Dataset entries

PR #545, opened 2023-09-19
feat: pin input mask option

### LINKED ISSUE #493: 🌟Feature request: Mask option in pin input

0xHati:
I'm only wondering if default values are set than the mask is immediately shown. Then again I don't think it's logical to use default values and mask together?

Fixes #493

### DIFF
--- a/src/lib/builders/pin-input/create.ts
+++ b/src/lib/builders/pin-input/create.ts
@@ -44,6 +44,7 @@ const defaults = {
 	type: 'text',
 	name: undefined,
 	defaultValue: [],
+	mask: false,
 } satisfies Defaults<CreatePinInputProps>;
 
 export function createPinInput(props?: CreatePinInputProps) {
@@ -95,7 +96,7 @@ export function createPinInput(props?: CreatePinInputProps) {
 					placeholder: $placeholder,
 					disabled: disabledAttr($disabled),
 					type: $type,
-					value: currValue,
+					value: options.mask && currValue ? '*' : currValue,
 				};
 			};
 		},
--- a/src/lib/builders/pin-input/create.ts
+++ b/src/lib/builders/pin-input/create.ts
@@ -51,7 +51,7 @@ export function createPinInput(props?: CreatePinInputProps) {
 	const withDefaults = { ...defaults, ...props } satisfies CreatePinInputProps;
 
 	const options = toWritableStores(omit(withDefaults, 'value'));
-	const { placeholder, disabled, type, name: nameStore } = options;
+	const { placeholder, disabled, type, name: nameStore, mask } = options;
 
 	const valueWritable = withDefaults.value ?? writable(withDefaults.defaultValue);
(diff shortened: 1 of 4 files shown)


src/lib/builders/pin-input/types.ts
```diff
@@ -55,6 +55,13 @@ export type CreatePinInputProps = {
 	 * @see https://melt-ui.com/docs/controlled#change-functions
 	 */
 	onValueChange?: ChangeFn<string[]>;
+
+	/**
+	 * Whether you want to hide the input with a mask.
+	 *
+	 * @default false
+	 */
+	mask?: boolean;
```
TGlide, line 64: Rather than a boolean, maybe it should allow a string? So they can choose what appears in the input.

src/lib/builders/pin-input/create.ts
```diff
@@ -95,7 +96,7 @@ export function createPinInput(props?: CreatePinInputProps) {
 					placeholder: $placeholder,
 					disabled: disabledAttr($disabled),
 					type: $type,
-					value: currValue,
+					value: options.mask && currValue ? '*' : currValue,
```
TGlide, line 99: Does the hiddenInput value still reflect the correct value with this?

TGlide (commented):
Thank you for the PR!

src/lib/builders/pin-input/types.ts
0xHati: Yes, that's definitely better than boolean, allows for more flexibility. I'll update it.

src/lib/builders/pin-input/create.ts
0xHati: Hmm I see what you mean, I was too quick on this one 😅. The hidden input receives its value from 'value' which will be the maskvalue and not the real value.

I'm on mobile so could only look briefly. The easiest way would be to set the input type to password if masked is selected, but not sure if that's compatible with letting the user change the character.

0xHati:
With regards to your two suggestions:
- using a string vs boolean
- the disconnect with the input field in the hidden input fields for form submission

What I did now what set the input to type password when `masked === true`, which will result in the browser default behavior for masking. I fixed the disconnect between the input and hiddenInput. I've been thinking on how to use a string instead for the mask like you suggested, but I don't know how that should be implemented, probably it will add some complexity and don't know if it's really worth it. What do you think? Overriding the password symbol used by the browser doesn't seem possible.

TGlide:
@0xHati Hmm. In that case, I'd say the `mask` prop is not necessary. We can narrow the `type` prop's type to be 'text' | 'password', instead of string, and document this password behaviour. Wdyt?

0xHati:
Updated to your suggestion, I think removing the prop is ok. It's a choice between being more explicit or not, but with the docs it should be clear how to achieve a masked pin input.

TGlide (approved):
Thank you! 🎉

Issue #1552, opened 2021-09-18
tests: Add functional tests for bucket tagging


vadmeste:
Add functional tests for bucket tagging, PUT/GET/DELETE.

romanchechyotkin:
Hello, this task is 3 years old, but i can do it, wanna start my opensource adventure. 
Is this still valid issue?

klauspost:
@romanchechyotkin Good first topic indeed! I don't see it added to the repo.

It should be added to [functional_tests.go](https://github.com/minio/minio-go/blob/14b3aa6d56708fdf2071346aadcdb085069d8937/functional_tests.go#L13663). Add an entry. When I do it, I just add it at the top and add a temporary "return". To start out maybe copy an existing like `testMakeBucketError` and modify that.

I then run it against a local minio install with a simple script. You can adapt that to your needs:
```
SET ACCESS_KEY=minio
SET SECRET_KEY=minio123
SET SERVER_ENDPOINT=127.0.0.1:9001
SET MINT_DATA_DIR=
SET MINT_MODE=full
SET ENABLE_HTTPS=false
SET ENABLE_KMS=true

go build functional_tests.go && functional_tests
```

romanchechyotkin:
#1986 here is my PR

harshavardhana:
Task completed vi #1986

PR #1986, opened 2024-07-16
#1552 add functional tests for bucket tagging

romanchechyotkin:


harshavardhana (approved):

klauspost:
LGTM, but just merge them into a single test. It seems reasonable to test them together. 

You can explore the API limitations if you'd like and check if we are being strict with the limits:

> The tag key is a case-sensitive string that can contain 1 to 128 Unicode characters.

> The tag value. The tag value is a required string.  [...] The tag value is a case-sensitive string that can contain from 0 to 256 Unicode characters.

I am not too sure we actually check these - which should be done [here](https://github.com/minio/minio-go/blob/aadf94623806731617fda2c8a8624028f157a154/pkg/tags/tags.go#L256)

Maybe also check Get and Delete before any tagging has been set.

klauspost:
@harshavardhana Quickest draw of the West :D

harshavardhana:
> LGTM, but just merge them into a single test. It seems reasonable to test them together.
> 
> You can explore the API limitations if you'd like and check if we are being strict with the limits:
> 
> > The tag key is a case-sensitive string that can contain 1 to 128 Unicode characters.
> 
> > The tag value. The tag value is a required string.  [...] The tag value is a case-sensitive string that can contain from 0 to 256 Unicode characters.
> 
> I am not too sure we actually check these - which should be done [here](https://github.com/minio/minio-go/blob/aadf94623806731617fda2c8a8624028f157a154/pkg/tags/tags.go#L256)
> 

These API limits are server driven, basically AWS S3 magically changes these things whenever there is AWS Reinvent in Vegas. Adding API checks on client side can break things easily.

This happened in the past multiple times.

A test to return errors from server is a good thing to add. You can explore adding  these things 

https://github.com/minio/mint/blob/efe113e7aed81ed6ceb200e5e644198ea06e0e27/build/versioning/tagging.go#L34

https://github.com/minio/mint/blob/efe113e7aed81ed6ceb200e5e644198ea06e0e27/run/core/aws-sdk-go/main.go#L539

This was the main reason we didn't bother to finish these tests in this SDK as it's already kind of tested for the server.

klauspost:
@harshavardhana This code is actually used in MinIO server as well.

harshavardhana:
> @harshavardhana This code is actually used in MinIO server as well.

Oh then we can definitely add.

PROBLEM TO WORK ON
In how many lines of the records does the word "hiddenInput" occur? Reply with the number only.

ANSWER FOR THE TASK
2